Make a word-for-word copy of the entries below from their first line through the line with "Fixes #13990", and add nothing.
------------
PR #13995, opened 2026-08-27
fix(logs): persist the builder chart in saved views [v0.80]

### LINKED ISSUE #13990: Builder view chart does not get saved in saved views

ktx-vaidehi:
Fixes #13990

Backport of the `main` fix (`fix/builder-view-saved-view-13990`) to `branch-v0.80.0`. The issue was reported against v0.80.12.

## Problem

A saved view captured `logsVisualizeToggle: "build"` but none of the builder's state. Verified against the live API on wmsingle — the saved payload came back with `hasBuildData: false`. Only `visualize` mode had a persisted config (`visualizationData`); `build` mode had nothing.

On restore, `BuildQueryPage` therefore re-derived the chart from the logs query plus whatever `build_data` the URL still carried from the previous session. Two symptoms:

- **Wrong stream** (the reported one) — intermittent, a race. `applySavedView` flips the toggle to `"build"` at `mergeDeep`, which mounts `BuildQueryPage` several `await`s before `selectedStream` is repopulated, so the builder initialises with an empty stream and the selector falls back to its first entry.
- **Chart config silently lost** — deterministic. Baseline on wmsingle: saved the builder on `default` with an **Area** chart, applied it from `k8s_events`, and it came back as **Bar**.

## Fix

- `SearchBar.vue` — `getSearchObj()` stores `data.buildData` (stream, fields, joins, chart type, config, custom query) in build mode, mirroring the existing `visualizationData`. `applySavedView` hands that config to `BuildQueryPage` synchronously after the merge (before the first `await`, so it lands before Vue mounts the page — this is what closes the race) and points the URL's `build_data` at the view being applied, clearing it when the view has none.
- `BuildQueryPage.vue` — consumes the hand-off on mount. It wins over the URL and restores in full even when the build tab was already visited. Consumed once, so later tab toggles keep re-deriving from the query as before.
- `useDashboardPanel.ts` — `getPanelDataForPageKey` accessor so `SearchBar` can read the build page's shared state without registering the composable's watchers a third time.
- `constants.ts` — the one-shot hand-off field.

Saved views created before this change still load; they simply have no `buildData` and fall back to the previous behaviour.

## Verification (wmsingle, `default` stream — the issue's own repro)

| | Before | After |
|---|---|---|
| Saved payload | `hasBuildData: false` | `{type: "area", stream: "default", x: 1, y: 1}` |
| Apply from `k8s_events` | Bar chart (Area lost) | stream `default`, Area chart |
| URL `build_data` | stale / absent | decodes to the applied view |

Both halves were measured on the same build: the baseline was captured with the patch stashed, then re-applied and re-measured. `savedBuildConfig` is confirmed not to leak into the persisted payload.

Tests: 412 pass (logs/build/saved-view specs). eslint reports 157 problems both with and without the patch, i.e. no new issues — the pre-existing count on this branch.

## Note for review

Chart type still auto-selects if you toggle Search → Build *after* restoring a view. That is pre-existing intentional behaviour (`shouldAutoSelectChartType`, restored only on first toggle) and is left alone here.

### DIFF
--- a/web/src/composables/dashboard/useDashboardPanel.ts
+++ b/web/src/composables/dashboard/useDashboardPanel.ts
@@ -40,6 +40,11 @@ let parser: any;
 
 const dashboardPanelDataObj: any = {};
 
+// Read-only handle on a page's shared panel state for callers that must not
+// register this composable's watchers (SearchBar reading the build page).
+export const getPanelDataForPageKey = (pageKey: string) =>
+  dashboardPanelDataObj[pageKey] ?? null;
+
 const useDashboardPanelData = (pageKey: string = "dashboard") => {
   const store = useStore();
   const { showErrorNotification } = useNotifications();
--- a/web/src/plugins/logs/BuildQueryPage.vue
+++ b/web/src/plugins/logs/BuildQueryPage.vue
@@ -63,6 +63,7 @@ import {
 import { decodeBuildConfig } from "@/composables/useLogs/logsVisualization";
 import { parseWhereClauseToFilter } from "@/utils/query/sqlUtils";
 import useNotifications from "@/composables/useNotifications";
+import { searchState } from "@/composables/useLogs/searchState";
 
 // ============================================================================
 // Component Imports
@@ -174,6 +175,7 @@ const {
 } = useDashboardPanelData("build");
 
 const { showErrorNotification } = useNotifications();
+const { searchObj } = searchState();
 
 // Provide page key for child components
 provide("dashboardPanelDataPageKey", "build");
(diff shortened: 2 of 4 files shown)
------------
ANSWER FOR THIS EXERCISE →
PR #13995, opened 2026-08-27
fix(logs): persist the builder chart in saved views [v0.80]

### LINKED ISSUE #13990: Builder view chart does not get saved in saved views

ktx-vaidehi:
Fixes #13990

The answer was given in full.